I think it depends on your needs. Working corporate environments with 1000+ hosts, LTS operating systems are big help. On the other hand, for smaller cases, call it a work group or smaller, I think OpenBSD provides a base system that doesn't typically make drastic changes, along with a ports collection that does a pretty good job of keeping up with the third party applications. It's a good balance. I've recently seen some "Immutable" Linux distributions that are basically spins of upstream distributions. They leave the inherited distribution mostly alone and load the extras using Flatpak or the like. Sounds similar to BSD ports in a way.
Yet companies insist on enabling unattended upgrades at least for "security" patches, which have introduced breakage or even their own vulnerabilities in the past (Crowdstrike was a recent dramatic example).
OpenBSD will just tell you that maintaining an LTS release is not one of their goals and if that's what you need you'll be better served by running another OS.
I don't understand why this has 29 points and no comments. What's so amazing about this?
Discussion threads about performance?
I just like the reference to 10G ethernet. It can't become normal soon enough.
I imagine a near future where TCP/IP stacks, and device drivers are interchangeable between operating systems. In Linux, NDISWrapper [1] enables to use Windows drivers in Linux but it's a wrapper (with all due respect to this project).

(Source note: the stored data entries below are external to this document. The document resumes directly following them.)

PR #401, opened 2020-08-10
Updated shipping settings flow

### LINKED ISSUE #286: Improve shipping settings flow
Users are confused by the current shipping settings. It also doesn't allow one to specify where they are shipping from.

We have redesigned the flow ([see on Zeplin](https://zpl.io/brBz3MW)), which allows the user to
- [ ] specify which country they are shipping from
- [ ] specify processing time (for art, food and other items that need "preparation" time)
- [ ] specify shipping time for different countries. Note that we will predefine these (expedited = 1 day, fast = 2 to 7 days, slow = 1+ weeks), which the merchant will select from a dropdown)
- [ ] specify shipping price for each country+shipping time

The buyer should only be able to see options that are relevant to their country.

Processing time should show up under the product description on the product page.

This should also resolve #230 .

shahthepro:
Closes #286


shop/src/utils/useFlattenedShippingZones.js
```diff
@@ -0,0 +1,50 @@
+import { useState, useEffect } from 'react'
+import get from 'lodash/get'
+
+import useShippingZones from './useShippingZones'
+import shippingTimes from './shippingTimes'
+
+const flattenShippingZones = (shippingZones) => {
```
franckc, line 7: nit: add a short comment (jsdoc ideally) explaining what those methods do.

backend/routes/shipping-zones.js
```diff
@@ -1,84 +1,38 @@
...
-
         fs.writeFileSync(
           shippingPath,
-          JSON.stringify(shippingZones, undefined, 2)
+          JSON.stringify(destinations, undefined, 2)
+        )
+
+        const newConfig = setConfig(
+          {
+            ...getConfig(req.shop.config),
```
franckc, line 26: Should we pick the specific shipping related fields coming from the request that need to be persisted?
This is to avoid a situation where somehow the UI sends an invalid config in the request (due to a bug) and the whole shop configuration gets overwritten.

backend/routes/shipping-zones.js
```diff
@@ -1,84 +1,38 @@
...
-        })
-
-        if (!existingZone) {
-          shippingZones.push(newZoneData)
-        }
-
         fs.writeFileSync(
           shippingPath,
-          JSON.stringify(shippingZones, undefined, 2)
+          JSON.stringify(destinations, undefined, 2)
```
franckc, line 21: Is the format of shipping.json changing? If yes, do we need to run a script to update the shipping.json file for legacy shops?

backend/routes/shipping-zones.js
shahthepro: `req.shop.config` is actually from DB. Only the `shippingFrom` and `processingTime` are picked from body

shop/src/utils/useFlattenedShippingZones.js
shahthepro: Will add it

backend/routes/shipping-zones.js
shahthepro: The root structure of the shipping.json is still the same. I did add a `rates` property to them. The UI has conditionally checks for that one. So, don't think we need to update shipping.json for all shops

shahthepro:
@franckc @nick Tried with the older versions of shipping.json file to make sure front end still works with them. Merging this now, but let me know before prod deploy. Would be good to test it out on prod, just in case.

PR #403, opened 2020-08-10
Script to fix Stripe webhooks

franckc:
A recent changes added metadata to the webhooks but legacy webhooks were not updated.

This script goes thru all the shops and verifies if their webhook is properly configured.
If not, it deletes the invalid webhook and creates a new one.


franckc:
Ran the script in prod.

PR #405, opened 2020-08-10
Override config.json when serving from backend

nick:


nick:
Legacy shops, but in general I think the source of truth for those fields should be the backend regardless of what config.json says when serving from the backend

Issue #375, opened 2020-08-05
[Analytics] Make Seller Analytics data available in the DB


franckc:
Implement P0 and P1 from  the [spec](https://docs.google.com/document/d/1KgFl-qD5y0wW-khyQJeZL7M5FWmAYL4e4X4_bsjqIEA/edit).

- [ ] Added new product(s)
- [ ] Number of products added per merchant
- [ ] Activated Stripe
- [ ] Connected web3 wallet

franckc:
Here is what I'm thinking in terms of implementation:
- Have an "ETL" job that runs periodically (probably daily). It would go thru every active shop, extracts the data and write it into dedicated reporting tables in the prod DB.
- The data would get pulled from different sources
   - Existing DB tables. For example shops, shop_deployments, orders
   - Shop configuration stored as encrypted JSON in the DB
   - Shop data on IPFS: products, collections
   - Potentially in the future we could also pull data from other sources such as Stripe, Paypal, Printful.
- The reporting tables would get prefixed with "etl_" to clearly differentiate them vs production tables.
- The ETL job would get scheduled using the Bull framework that we already use for queues

nick:
Sounds good to me 👍

PR #407, opened 2020-08-11
Backend analytics implementation

franckc:
Implement #375 

Implementation details:
 - A recurring daily ETL job is scheduled via the Bull queueing framework.
 - The job goes thru every shop in the system and extracts data either from the DB, the shop's config, it's IPFS deployment or from its staging area
 - Data is persisted in a new table "etl_jobs" which has a flat structure to make it easy to query/analyze. There will be one entry per job per ETL run.


backend/etl/processor.js
```diff
@@ -0,0 +1,215 @@
...
+
+const FETCH_TIMEOUT_MS = 60000 // 60 sec
+
+class EtlJobProcessor {
+  constructor(data) {
+    this.data = data
+  }
+
+  async _fetchJson(shop, filename) {
+    if (shop.published) {
```
nick, line 29: Are we more interested in the 'latest' data, or currently published data? Like if someone creates a shop and publishes it with zero products, then starts adding products over the course of a week or so, we'd be more interested in the unpublished data than the published data?

backend/etl/processor.js
```diff
@@ -0,0 +1,215 @@
...
+    shop.outputDir = `${DSHOP_CACHE}/${shop.auth_token}`
+  }
+
+  /**
+   * Main
+   * @returns {Promise<void>}
+   */
+  async run() {
+    log.info('Running ETL job...')
+    const job = await EtlJob.create({ status: EtlJobStatuses.Running })
```
nick, line 187: Should we make sure a job isn't already running? What happens if we deploy while a job is running?

franckc: Given the jobs are scheduled only every 24hrs and currently a job should take no more than 5 to 10min max to run, I don't expect there would be any running job when a new one kicks off.

In case the daily job gets interrupted, the failure will get recorded in Sentry.
Then we can simply re-run the job from the Bull admin UI.

backend/etl/processor.js
franckc: We take a daily snapshot of the data. There will be one row in EtlShops per shop per day.
So we should be able to track the daily progress of a shop setup.

Before a shop is published, we track products/collections/shippings data on disk, once a shop is published we track that data by downloading it from IPFS.

Makes sense?

backend/queues/etlProcessor.js
```diff
@@ -0,0 +1,54 @@
...
+  }
+}
+
+/**
+ * Adds a recurring task to the queue for running the ETL job.
+ * Note: this only needs to be called once when setting up the ETL pipeline.
+ *
+ * @returns {Promise<string>} The repeatable job id.
+ */
+async function scheduleEtlJob() {
```
shahthepro, line 43: Just curious, when/where do we call this function? What happens in case of a restart of the instance? Will we have to reschedule it? Or does bull stores scheduled jobs to redis too?

backend/etl/processor.js
nick: Makes sense... I'm just wondering if there are downsides to always tracking the data on disk instead of IPFS.

backend/queues/etlProcessor.js
franckc: I'll call this function manually once on staging and prod to setup the job.
That will get persisted by Bull in Redis so we won't need to call it again, unless we wipe out Redis.

backend/etl/processor.js
franckc: So once the shop is published, we always get the data from IPFS. It's only during the initial shop setup before it gets published for the first time that we would be reading the data from the disk. Does that make sense?

nick: It makes sense, just means we won't have visibility into unpublished changes after a shop is deployed. But maybe that's fine 🤷‍♂️

franckc: Got it. I'll ask @gullible1 if that's something she would like. And if yes I can add it in a separate PR.

franckc:
Merging this in to test on staging. Happy to address any further comments as a separate PR.

PR #413, opened 2020-08-12
Product/Variant level SKU and pricing

### LINKED ISSUE #409: Hide product-level pricing/SKU when there are multiple variants
When a user is creating a new product listing and selects "this product has multiple variants", the product-level pricing and SKU should be disabled. Currently users are confused as to which price is being displayed.

The user should then enter the price for each variant type. On the storefront, buyers should see "From $x" (the cheapest variant type) below the product thumbnail. Upon clicking in to the product, the cheapest option should be displayed first.

We will also need to add a "SKU" column to the variants table as it currently doesn't exist.

Screenshot 2020-08-11 at 10 16 41 PM

shahthepro:
Closes #409 

Added `hasVariant` key to `products.json`, otherwise we would need to query both `products.json` and `data.json` (for all filtered products) in the products list page. 

Requires updating product and a deploy before the `From` keyword can appear in the listing page.


backend/utils/products.js
```diff
@@ -95,11 +123,32 @@ function appendToProductsFile(shop, productData) {
     }
   }
 
-  allProducts[existingIndex] = pick(productData, minimalistProductFields)
+  const hasVariants =
```
franckc, line 126: supernit: can also use the Boolean constructor:
const hasVariants = Boolean(productData.variants && productData.variants.length)

shop/src/pages/Product.js
```diff
@@ -37,6 +37,28 @@ function getImageForVariant(productData, variant) {
   }
 }
 
+/**
+ * Finds and returns the variant that has the least price
```
franckc, line 41: nit: the "cheapest" price vs the "least" price

shahthepro: Thanks @franckc, Have to work on my vocabulary.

[1] https://en.wikipedia.org/wiki/NDISwrapper
Microsoft started out with BSD's TCP/IP stack, but dropped it for their own (back in Windows 3.5 apparently - https://news.ycombinator.com/item?id=41495551)
Adam Barr, formerly with Microsoft, goes into some detail about it here: https://web.archive.org/web/20051114154320/http://www.kuro5h...
Sorta, but only with ancient windows XP drivers. It was a useful stopgap of it's era but linux networking drivers have more than caught up in the meantime.
You mean like DPDK?
I'd think something like Rump Kernel's is a closer analogue: https://en.wikipedia.org/wiki/Rump_kernel
Just more navel-gazing from UTCC. I still don't understand why all of these submissions get upvoted so often. 10G performance just really isn't that interesting anymore, maybe around 2005 when it was the new kid on the block. If they were talking about squeezing firewall performance out of a box with a couple of 200g or 400g adapters and on run-of-the-mill CPUs and no offloading or something like Netflix publishes with their BSD work, I'd be more interested.
It reads a bit like someone LARP'ing a sysadmin. Perhaps they're students or something.
Nah, Chris is definitely a real sysadmin and his blog has been pretty popular in this space for a long time.